Where a line of the records holds the string "viewFoldStatic", copy that line.

%%

PR #1668, opened 2024-04-17
[PHX-1513] Add fold functions to Highlighter on noredink-ui

micahhahn:

## Context

We have for a long time dreamed of a version of highlighter on the writing team that would allow us to highlight rich text documents with formatting, lists, etc...  The best we could do was some awful hacks to approximate a list like structure which are very broken and most definitely bad for a11y. 

This PR carves a new way forward.  Instead of having a list of `Highlightable` elements that we pass off to the Highlighter library to render into a single `<p>` tag, we now have the control to render the `Highlightable`s one by one if we wish.  This gives the consumer of the Highlighter library the power to render HTML structure on their own and call out to Highlighter only to render individual segments.  

Fixes PHX-1513

I implemented a spike in the following PR to show that an approach where the consumer of the Highlightable library has more power over the rendering of the content.

- https://github.com/NoRedInk/NoRedInk/pull/47982

No direct changes to view from this.  The video presented [on this PR](https://github.com/NoRedInk/NoRedInk/pull/47982) is a good indication for how we plan to use the new functions in team Phoenix. 

    - an accurate preview
    - valid sample code
    - correct keyboard behavior

### DIFF
--- a/src/Nri/Ui/Highlighter/V5.elm
+++ b/src/Nri/Ui/Highlighter/V5.elm
@@ -1140,6 +1140,8 @@ findOverlapsSupport model =
         }
 
 
+{-| A type that contains information needed to render individual `Highlightable`s one at a time
+-}
 type FoldState marker
     = FoldState
         { model : Model marker
@@ -1148,6 +1150,8 @@ type FoldState marker
         }
 
 
+{-| Computes all the mark styles necessary to perform a fold over the `Highlightable` elements
+-}
 initFoldState : Model marker -> FoldState marker
 initFoldState model =
     let
@@ -1189,6 +1193,11 @@ initFoldState model =
         }
 
 
+{-| Render a single `Highlightable` while also returning an updated state.
+
+A list of extraStyles is also accepted if, for example, you want to apply bold / italic / underline formatting to the generated span.
+
+-}
 viewFoldHighlighter : FoldState marker -> List Css.Style -> ( List (Html (Msg marker)), FoldState marker )
 viewFoldHighlighter (FoldState ({ model, overlapsSupport } as foldState)) extraStyles =
     viewFoldHelper
@@ -1202,6 +1211,11 @@ viewFoldHighlighter (FoldState ({ model, overlapsSupport } as foldState)) extraS
         extraStyles
 
 
+{-| Render a single `Highlightable` that is NOT interactive while also returning an updated state.
+
+A list of extraStyles is also accepted if, for example, you want to apply bold / italic / underline formatting to the generated span.
+
+-}
 viewFoldStatic : FoldState marker -> List Css.Style -> ( List (Html msg), FoldState marker )
 viewFoldStatic =
     viewFoldHelper
--- a/src/Nri/Ui/Highlighter/V5.elm
+++ b/src/Nri/Ui/Highlighter/V5.elm
@@ -915,30 +915,8 @@ viewWithOverlappingHighlights =
     lazy
         (\model ->
             let
-                hoveredMarkers =
-                    model.highlightables
-                        |> List.Extra.find (\h -> Just h.index == model.mouseOverIndex)
-                        |> Maybe.map (.marked >> List.map .kind)
-                        |> Maybe.withDefault []
-
                 overlaps =
-                    OverlapsSupported
-                        { hoveredMarkerWithShortestHighlight =
-                            case hoveredMarkers of
-                                [] ->
-                                    Nothing
-
-                                marker :: [] ->
-                                    Just marker
-
-                                first :: second :: rest ->
-                                    Just
-                                        (markerWithShortestHighlight
-                                            model.sorter
-                                            model.highlightables
-                                            ( first, second, rest )
-                                        )
-                        }
+                    findOverlapsSupport model
             in
             view_
                 { showTagsInline = False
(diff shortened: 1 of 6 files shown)


micahhahn:
@charbelrami I tagged you for review if you want to take a look.  Since the new functions re-use the code from `viewWithOverlappingHighlights`, they should no less accessible than `viewWithOverlappingHighlights` is.  But a review wouldn't hurt as you're the only a11ybat left with experience in this code.

juanedi (commented):
SO EXCITING!!!

I'm just beginning to review, but leaving one preliminary thought: would it make sense to add a demo of this new rendering method to the component Catalog? Ideally one that shows how this one is more powerful than what we had before -- like properly rendering lists?.

I think that would really help clarify the value of the new function. Also, having a canonical realistic example of how to use this would probably help us a lot in the future.

micahhahn:
> would it make sense to add a demo of this new rendering method to the component Catalog?

src/Nri/Ui/Mark/V6.elm
```diff
@@ -69,72 +74,100 @@ viewWithOverlaps :
...
+                            Set.dropIf (Set.memberOf currentMarks) state.priorMarks
+                                |> Set.toList
+
+                        startStyles =
+                            case startedMarks of
+                                [] ->
+                                    []
+
+                                _ ->
+                                    tagBeforeContent startedMarks :: List.concatMap .startStyles startedMarks
```
juanedi, line 133: 🎨 super minor but we can get rid of the special treatment for `[]` here if we make `tagBeforeContent` return a List of styles rather than a single style (getting rid of the problematic `Css.batch []`).

src/Nri/Ui/Mark/V6.elm
```diff
@@ -69,72 +74,100 @@ viewWithOverlaps :
...
+
+                ( _, [] ) ->
+                    patchRevStyles
+
+                ( ( prevContent, prevLabel, prevStyles ) :: otherPrevStyles, _ ) ->
+                    ( prevContent, prevLabel, prevStyles ++ (tagAfterContent endedMarks :: List.concatMap .endStyles endedMarks) ) :: otherPrevStyles
+
+        { priorMarks, revStyles } =
+            List.foldl
+                (\( content, marks ) state ->
```
juanedi, line 114: 🎨 maaaaybe rename `marks` to `currentMarksList` or similar? might help understanding with so many collections of marks floating around.

src/Nri/Ui/Mark/V6.elm
```diff
@@ -69,72 +74,100 @@ viewWithOverlaps :
...
+                ( [], _ ) ->
+                    patchRevStyles
+
+                ( _, [] ) ->
+                    patchRevStyles
+
+                ( ( prevContent, prevLabel, prevStyles ) :: otherPrevStyles, _ ) ->
+                    ( prevContent, prevLabel, prevStyles ++ (tagAfterContent endedMarks :: List.concatMap .endStyles endedMarks) ) :: otherPrevStyles
+
+        { priorMarks, revStyles } =
```
juanedi, line 112: `revStyles` isn't actually reversed, or is it?˙ 🤔

src/Nri/Ui/Highlighter/V5.elm
```diff
@@ -1123,6 +1112,155 @@ staticMarkdownWithTags =
...
+
+        markStyles =
+            model.highlightables
+                |> List.map (\highlightable -> ( highlightable, List.map (toMark highlightable) highlightable.marked ))
+                |> Mark.overlappingStyles
+    in
+    FoldState
+        { model = model
+        , overlapsSupport = overlapsSupport
+        , state = markStyles
```
juanedi, line 1192: 💭 reading this line it seems pretty evident to me that `markStyles` and `overlappingStyles` really downplay the importance of we are doing here! like... when i read it my mind went "oh just computes a bunch of styles" when in reality we're building an intermediate representation that is basically the model we'll be rendering.

sharing a thought without a suggestion because TBH i don't know how I would improve it. feel free to ignore this 😛

juanedi (approved):
daaaaaaaaaaang what a work of art! 😻
left a bunch of minor suggestions. take what you want!

src/Nri/Ui/Mark/V6.elm
micahhahn: Good idea!

src/Nri/Ui/Mark/V6.elm
micahhahn: Done!

src/Nri/Ui/Mark/V6.elm
micahhahn: It is! We are folding from the left here over the segments, so `revStyles` is being built up backwards.  We then call `List.reverse` that the very end of the function.

juanedi (approved):

brian-carroll (approved):
Nice! 😍

tests/Spec/Nri/Ui/Mark.elm
```diff
@@ -0,0 +1,377 @@
...
+    else
+        [ Css.after
+            [ cssContent (highlightDescription "end" marks)
+            , invisibleStyle
+            ]
+        ]
+
+
+{-| Mark.overlappingStyles gives us a (Maybe (Html msg)) for the label outputs,
+but we can't test equality on HTML elements very well so we need to drop it.
```
omnibs, line 111: Maybe we could map the `Maybe` to a `Just MarkStartLabel | Nothing`?

There's one thing that's confusing to me about the tests below which is why `startStyles` are sometimes missing, and my guess is sometimes they're on this label, sometimes they're not.

omnibs: ps: I did a lazy attempt at this [here](https://github.com/NoRedInk/noredink-ui/pull/1669)

feel free to take it or leave it

omnibs (approved):
This looks great!

Left one tiny suggestion on tests. Feel free to ignore, since other tests already cover start tag presence (I tried removing the code that adds them and 15 tests failed).

tests/Spec/Nri/Ui/Mark.elm
micahhahn: Ok, so this comment is old and needs to be updated - I had an incorrect understanding of what was happening before... 

If a mark has a name (which they really should for a11y purposes), then that is what gets put into the `Maybe (Html msg)` element as invisible content.  You can make the mark names show by calling `viewWithInlineTags` instead.  

So the start styles are **always** present, but if the mark has a name then they are applied to the invisible prefix element - if there is no name than the styles are attached to the first word itself. 

I'm going to see if I can make this clearer in the comments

%%

▸ Answer area
 viewFoldStatic : FoldState marker -> List Css.Style -> ( List (Html msg), FoldState marker )
 viewFoldStatic =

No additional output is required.